• [Exercise instructions]: Every line in the listing should be set down again verbatim.

• • • • • • •

PR #3741, opened 2021-11-06
New addon: hide Tutorials button

lisa-wolfgang:
There are two modes in this addon.

The first mode changes the Tutorials button to act as a link. The user can specify the label and URL. The default values are set to griffpatch's YouTube channel:

image

The second mode hides the Tutorials button altogether:

image

### Reason for changes

W_L wanted me to reimplement this PR: https://github.com/ScratchAddons/ScratchAddons/pull/3673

• • • • • • •

• [Result for this exercise]:
PR #3741, opened 2021-11-06
New addon: hide Tutorials button

lisa-wolfgang:
There are two modes in this addon.

The first mode changes the Tutorials button to act as a link. The user can specify the label and URL. The default values are set to griffpatch's YouTube channel:

image

The second mode hides the Tutorials button altogether:

image

### Reason for changes

W_L wanted me to reimplement this PR: https://github.com/ScratchAddons/ScratchAddons/pull/3673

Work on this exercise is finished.